Он быстро женился на студентке последнего курса медицинского института. Все это было слишком скоропалительно — это он потом понял, — и через год жена родила ему Нину — очаровательную, но чуть болезненную, как многие дети послевоенной поры, девчушку. Нина долго болела диспепсией, и врачи не раз приговаривали ее к худшему, но к трем годам вдруг выровнялась, начала хорошо говорить, и через полгода ее уже приняли, правда, с трудом, в детский сад. Жена, увлеченная работой, почти не занималась дочерью, и он тянул тройную лямку: работа, ученье и дочь. Ее надо было отвести в детский сад утром, вечером привести домой плюс делать необходимые покупки. Все свалилось на него.

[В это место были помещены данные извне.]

PR #1064, opened 2021-12-07
Include the dev documents in the Sphinx documentation

thijsmie:
This is an experiment that includes the markdown documents in the dev/ folder in the Sphinx documentation build. This also allows them to appear on the website. While I was at it I also included options.md.

### DIFF
--- a/.azure/publish-documentation.yml
+++ b/.azure/publish-documentation.yml
@@ -43,7 +43,7 @@ steps:
     name: cache_pip
   - bash: |
       set -e -x
-      pip install sphinx breathe exhale sphinx-rtd-theme --user --upgrade
+      pip install sphinx breathe exhale sphinx-rtd-theme myst-parser --user --upgrade
     name: install_sphinx
   - bash: |
       set -e -x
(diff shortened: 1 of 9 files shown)


k0ekk0ek:
I agree that it would be good to have the design documentation somewhere more accessible, but the documents in dev are mostly braindumps (the ones I've written anyway), so this is definitely a start, but I'm unsure if we aren't providing too much unstructured information(?) I think the end-result should be a contribution guide or something(?) Then having a landing page that references the individual documents and somewhat guides new contributors is best(?) Also, at least the typetree document is out of date and publishing that does more harm than good. Back in the day, the idea was to reuse the IDL representation internally too, this idea was dropped and @dennis-adlink implemented an optimized form, while the tree structure in the IDL compiler was updated to be easily usable in backends (at least as user-friendly as I good get it).

Anyway, I think we can integrate this, but we should have a plan to follow up and improve the state, but that's just my 0.02$.

thijsmie:
This is overtaken by other documentation work.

В пятидесятом году, а может, это началось уже раньше, жена увлеклась английским офицером, который находился в Москве по делам ленд-лиза[29]. Они разошлись, и жена Виктора Петровича уехала со своим новым благоверным в Лондон.

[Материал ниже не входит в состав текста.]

PR #1070, opened 2021-12-14
idlc: implement generic idlc_generate() function

mtudan:
This commit extends current implementation of the idlc_generate() function
to be more generic and include some missing options like language support
and additional include paths. For example, this function should now be
used in the C++ repo instead of implementing almost the same thing there
as well.

Signed-off-by: Matija Tudan <tudan.matija@gmail.com>

### DIFF
--- a/cmake/Modules/Generate.cmake
+++ b/cmake/Modules/Generate.cmake
@@ -10,17 +10,30 @@
 # SPDX-License-Identifier: EPL-2.0 OR BSD-3-Clause
 #
 
-
 function(IDLC_GENERATE)
   set(one_value_keywords TARGET)
-  set(multi_value_keywords FILES FEATURES)
+  set(multi_value_keywords FILES FEATURES INCLUDES)
   cmake_parse_arguments(
     IDLC "" "${one_value_keywords}" "${multi_value_keywords}" "" ${ARGN})
 
-  if (CMAKE_CROSSCOMPILING)
+  idlc_generate_generic(TARGET ${IDLC_TARGET}
+    FILES ${IDLC_FILES}
+    FEATURES ${IDLC_FEATURES}
+    INCLUDES ${IDLC_INCLUDES}
+  )
+endfunction()
+
+function(IDLC_GENERATE_GENERIC)
+  set(one_value_keywords TARGET BACKEND)
+  set(multi_value_keywords FILES FEATURES INCLUDES SUFFIXES DEPENDS)
+  cmake_parse_arguments(
+    IDLC "" "${one_value_keywords}" "${multi_value_keywords}" "" ${ARGN})
+
+  # find idlc binary
+  if(CMAKE_CROSSCOMPILING)
     find_program(_idlc_executable idlc NO_CMAKE_FIND_ROOT_PATH REQUIRED)
 
-    if (_idlc_executable)
+    if(_idlc_executable)
       set(_idlc_depends "")
     else()
       message(FATAL_ERROR "Cannot find idlc executable")
@@ -57,6 +70,25 @@ function(IDLC_GENERATE)
     list(APPEND IDLC_ARGS "-f" ${_feature})
   endforeach()
 
+  # add directories to include search list
+  if(IDLC_INCLUDES)
+    foreach(_dir ${IDLC_INCLUDES})
+      list(APPEND IDLC_INCLUDE_DIRS "-I" ${_dir})
+    endforeach()
+  endif()
+
+  # generate using which language (defaults to c)?
+  if(IDLC_BACKEND)
+    string(APPEND _language "-l" ${IDLC_BACKEND})
+  endif()
+
+  # set dependencies
+  if(IDLC_DEPENDS)
+    list(APPEND _depends ${_idlc_depends} ${IDLC_DEPENDS})
+  else()
+    set(_depends ${_idlc_depends})
+  endif()
+
   set(_dir ${CMAKE_CURRENT_BINARY_DIR})
   set(_target ${IDLC_TARGET})
   foreach(_file ${IDLC_FILES})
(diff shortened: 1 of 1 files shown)


mtudan:
@eboasson @k0ekk0ek FYI: C++ repo PR: https://github.com/eclipse-cyclonedds/cyclonedds-cxx/pull/192.

cmake/Modules/Generate.cmake
```diff
@@ -30,6 +30,22 @@ function(IDLC_GENERATE)
     set(_idlc_depends CycloneDDS::idlc)
   endif()
 
+  # find idlcxx shared library
+  if(IDLC_CXX_SUPPORT)
```
eboasson, line 34: Thanks @mtudan, this would work but it would pull in knowledge of the C++ binding into the core repository, and we've tried our best to avoid doing that so far. Looking at the changes, it seems to me that it would be possible to avoid that by passing in two different arguments and removing the `CXX_SUPPORT` one: the backend library and a list of generated suffixes. For example something like:
```
set(one_value_keywords TARGET BACKEND)
set(multi_value_kewords FILES FEATURES INCLUDES SUFFIXES)
```
Where the defaults for the SUFFIXES would be ".c .h" and nothing for BACKEND. Actually, if I'd try it, I'd make a `IDLC_GENERATE_GENERIC` for that, and then let all language bindings use to that, including the C one. Then the C++ version could do
```
    if(CMAKE_CROSSCOMPILING)
       find_library(_idlcxx_shared_lib cycloneddsidlcxx NO_CMAKE_FIND_ROOT_PATH REQUIRED)

       if(_idlcxx_shared_lib)
         set(_idlcxx_depends "")
       else()
         message(FATAL_ERROR "Cannot find idlcxx shared library")
       endif()
     else()
       set(_idlcxx_shared_lib "$<TARGET_FILE:CycloneDDS-CXX::idlcxx>")
       set(_idlcxx_depends CycloneDDS-CXX::idlcxx)
     endif()

    IDLC_GENERATE_GENERIC(... BACKEND ${_idlcxx_shared_lib} SUFFIXES .hpp)
```

That seems to cover the bits where there is now something dependent on whether or not C++ is being targeted.

What do you think?

mtudan: @eboasson I think all of your points are valid, e.g. I wasn't aware of the effort put to avoid the knowledge of the C++ binding into the core repository. I did changes according to your suggestions, if there is still something you think it can be done better don't hesitate to contact me.

eboasson (commented):
Thanks @mtudan! I like it, I am not entirely sure about the need for distinguishing between "source" and "header" (it seems like they are piled together in the end, but perhaps not because of the quoting in `add_custom_target` at the very end).

So what do you think: is my hunch that there is no need to distinguish between them is right? If it is, a couple of lines can be deleted and gets to be very simple and straightforward; and if it isn't, I'll be happy to merge it as-is.

mtudan:
@eboasson you're referencing to this snippet below?
``` # set source suffixes (defaults to .c and .h)
  if(IDLC_SUFFIXES)
    foreach(_s ${IDLC_SUFFIXES})
      string(FIND ${_s} ".c" _spos)
      string(FIND ${_s} ".h" _hpos)
      if(_spos GREATER_EQUAL 0)
        set(_ssuffix ${_s})
      elseif(_hpos GREATER_EQUAL 0)
        set(_hsuffix ${_s})
      endif()
    endforeach()
  else()
    set(_hsuffix ".h")
    set(_ssuffix ".c")
  endif()
```

eboasson:
Yes, 'cos then that gets used to build up the _source/_header and the lists of them, which then gets used for
```
OUTPUT   ${_source} ${_header}
```
and for
```
add_custom_target("${_target}_generate" DEPENDS "${_sources}" "${_headers}")
```
I think the "OUTPUT" thing doesn't care about what's what, nor about the order. So the only bit I wonder about is:
because there the quotes make it look like DEPENDS takes two arguments (sources and headers), rather than simply a list of dependencies.

If for `add_custom_target` it is simply a list of dependencies, then I don't think there is a need for distinguishing between the different types of output generated and it could become (in perl-style because it is so much more compact than CMake): `@output = map { "$name.$_" } for @suffixes`

mtudan:
But the real reason why that mess is needed it’s because we need to skip generating `.cpp` files in case of the `idlcxx_generate()` function - so to make sure only `.hpp` is generated.

mtudan:
Well maybe we can go with much simpler snippet:
```
  if(IDLC_SUFFIXES)
    list(GET IDLC_SUFFIXES 0 _hsuffix)
    list(GET IDLC_SUFFIXES 1 _ssuffix)
  else()
    set(_hsuffix ".h")
    set(_ssuffix ".c")
  endif()
```
assuming that `idlcxx_generate()` will set suffixes as `SUFFIXES .hpp .cpp` and every other implementation will follow that. Current implementation is a bit complicated, but it allows to swap that for example. And the reason behind all of that is that generating `.cpp` files is currently not implemented in `idlcxx_generate()` function.

thijsmie:
I think sources and headers should indeed be unified as @eboasson suggests, there is no practical difference in the generate function and many languages (such as python) don't even have separate headers and sources.

mtudan:
Won't that be an issue since `.cpp` files are currently not generated (only `.hpp`) in case of C++?

eboasson:
Hi @mtudan, this has sat here for far too long ... so the answer to the question is that all that's needed is to give a list of files to CMake. It knows how to deal with `.c` vs `.h` files, so for C that works fine. If for C++ there's only a `.hpp` file generated, well that's fine too.

I did want to try before making any unfounded claims ... https://github.com/eboasson/cyclonedds/commit/ab3e157b2a9b5250f30eeb262e68bc696bb23265 is a small commit on top of (a rebased version of) this PR and seems to work. I'm no CMake expert, so if someone who knows CMake a bit better could comment, that'd be appreciated.

(My not knowing CMake all that well and the web having many different versions of the "current idiomatic CMake" makes me always feel a bit uncomfortable deciding whether a PR uses CMake "properly" or not ... That's just too bad, and I am sorry that your PR likely suffered from that as well.)

eboasson (approved):
Thanks @mtudan!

Они не ссорились, не ругались.
Она складывала вещи в два чемодана, а он стоял рядом, и ему казалось, что делает она это очень неумело, не так. Будто торопится обрубить концы. Впрочем, ее в самом деле на улице ждала машина. Был ли там ее англичанин, Виктор Петрович не знал. Но машину военного образца, «лендровер», английскую, с дипломатическим номером, он видел.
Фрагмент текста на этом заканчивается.